Chris Rick has got altogether too much to say

House prices

Posted by chrisrick13 on September 24, 2009

It is obvious: the recent media reports of the large numbers of students leaving full-time education and not getting a job is not true.

A lot of them will get work over the coming months.  My coffee is served to me by a PhD, my groceries rung up by a graduate engineer.  Few of them, coming from school or university, will be allowed to appear on the jobless counts.  If you are employing, and not many seem to be doing that at the moment, then you might well prefer a 20 year veteran at bargain rates to a new graduate or someone just off a training scheme.

I do wonder that an accurate count could be obtained whatever your particular vested interest.  I am sure that a lot of students do not have jobs, and of those that do, many are not doing what they have trained for.  Many more are extending their education in the hope of a better qualification in a few years when the recession is over (sic).  Which of those is truly employed or not unemployed?

What are these extended and newly ex-students doing?  They are living on what the state or a low paid job will give them relying on their parents to support them.  If someone is paying the fixed costs of running a home then the incremental cost of another person staying alive there is very small.  These students can survive and possibly even have a pleasant existence.  I won’t try, at least in this post, to consider what social consequences there will be in a few years.

In normal or, perhaps, previous circumstances what would these ex-students be called in 5 or 6 year’s time?  Young married couples?  Professional couples?
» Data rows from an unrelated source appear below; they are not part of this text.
PR #8140, opened 2025-01-13
Enable default addon creation for auto mode clusters

gustavodiaz7722:
### Description

This change enables the default addon creation workflow for auto mode clusters. Importantly though this change does not install networking addons by default. To start with only metrics-server addon will be installed by default. This will align EKSCTL experience with the default AWS EKS console experience, where by default auto mode clusters come with metrics-server enabled. 

### Checklist
- [x] Manually tested

### DIFF
--- a/pkg/actions/addon/tasks.go
+++ b/pkg/actions/addon/tasks.go
@@ -29,8 +29,14 @@ func CreateAddonTasks(ctx context.Context, cfg *api.ClusterConfig, clusterProvid
 			if addonInfo.IsDefault && !slices.ContainsFunc(cfg.Addons, func(a *api.Addon) bool {
 				return strings.EqualFold(a.Name, addonName)
 			}) {
-				addons = append(addons, &api.Addon{Name: addonName})
-				autoDefaultAddonNames = append(autoDefaultAddonNames, addonName)
+				if !cfg.IsAutoModeEnabled() {
+					addons = append(addons, &api.Addon{Name: addonName})
+					autoDefaultAddonNames = append(autoDefaultAddonNames, addonName)
+				} else if addonInfo.IsDefaultAutoMode {
+					addons = append(addons, &api.Addon{Name: addonName})
+					autoDefaultAddonNames = append(autoDefaultAddonNames, addonName)
+				}
+
 			}
 		}
 	} else {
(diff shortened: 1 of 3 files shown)


pkg/actions/addon/tasks.go
```diff
@@ -29,8 +29,14 @@ func CreateAddonTasks(ctx context.Context, cfg *api.ClusterConfig, clusterProvid
...
 				return strings.EqualFold(a.Name, addonName)
 			}) {
-				addons = append(addons, &api.Addon{Name: addonName})
-				autoDefaultAddonNames = append(autoDefaultAddonNames, addonName)
+				if !cfg.IsAutoModeEnabled() {
+					addons = append(addons, &api.Addon{Name: addonName})
+					autoDefaultAddonNames = append(autoDefaultAddonNames, addonName)
+				} else if addonInfo.IsDefaultAutoMode {
+					addons = append(addons, &api.Addon{Name: addonName})
+					autoDefaultAddonNames = append(autoDefaultAddonNames, addonName)
```
bryantbiggs, line 37: hard to tell without the context of the PR (please update the PR body explaining the motivation behind the changes and intent), but when Auto Mode is enabled, I believe we do NOT want the add-ons deployed since they are provided automatically as part of Auto Mode. The only time we really want add-ons to be deployed is when there is a node group involved (either managed or self-managed)

pkg/actions/addon/tasks.go
```diff
@@ -29,8 +29,14 @@ func CreateAddonTasks(ctx context.Context, cfg *api.ClusterConfig, clusterProvid
...
+				}
```
a-hilaly, line 38:
```suggestion
				if !cfg.IsAutoModeEnabled() || addonInfo.IsDefaultAutoMode {
					addons = append(addons, &api.Addon{Name: addonName})
					autoDefaultAddonNames = append(autoDefaultAddonNames, addonName)
				}
```

a-hilaly (commented):
Thank you @gustavodiaz7722 ! I left one tiny suggestion below

pkg/actions/addon/tasks.go
gustavodiaz7722: My apologies for not including description in the PR body, I had originally included one but it seemed to have not published. I have updated the description

gustavodiaz7722: Yes you are correct, we do not want to install core networking addons on auto mode clusters, since these addons are provisioned as part of auto mode. This change does not enable installing vpc-cni, coredns, or kube-proxy, it only enables installing metrics-server by default. 

Metrics-server was chosen to be installed by default based on default AWS EKS Console experience.  Console will call EKS Addons create-addon api to provision metrics-server for the customer on cluster creation.

a-hilaly (approved):
👍

artem-nefedov:
This introduced a problem making it impossible to disable metrics-server in auto mode, see #8164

Families, even?  All of those perhaps but also: First Time Buyers.  Now, what will they be called?  Already I hear the term: The Lost Generation.

If they are not first time buyers then what becomes of the housing market?  There won’t one or at least not one that we are familiar with, without first time buyers.  Clearly in any market the prices fall to those that buyers are prepared to pay or scarcity drives the price up to where sellers are prepared sell.  I can’t sell my house for £1m but I can sell it for £5.  There has to be a maximum price in that range and though it might be difficult finding it I ought to be able to get close and then decide to sell.  This is not a lesson in the operation of markets that I am, in any event, ill-equipped to give.

With a huge reduction in first time buyers the price of small houses and flats will fall by a large amount.  This will be closely followed by the price of larger houses.  For every family moving in, a family is moving out and they need to find somewhere to live at a price not too removed from the one they got for their house.  This is the simple chain for nearly every sale starting with a first time buyer.

Ignore the lack of new housing.  There are plenty of empty houses out there and plenty of buy-to-let landlords who will have to sell at the first hint of a raised interest rate, and we will have that soon enough.  There will be a an excess of sellers over buyers at just about any price level.

It is obvious: without a ‘W’ shaped recession housing prices will fall over the next few years.  With one they will fall sooner, longer and quicker.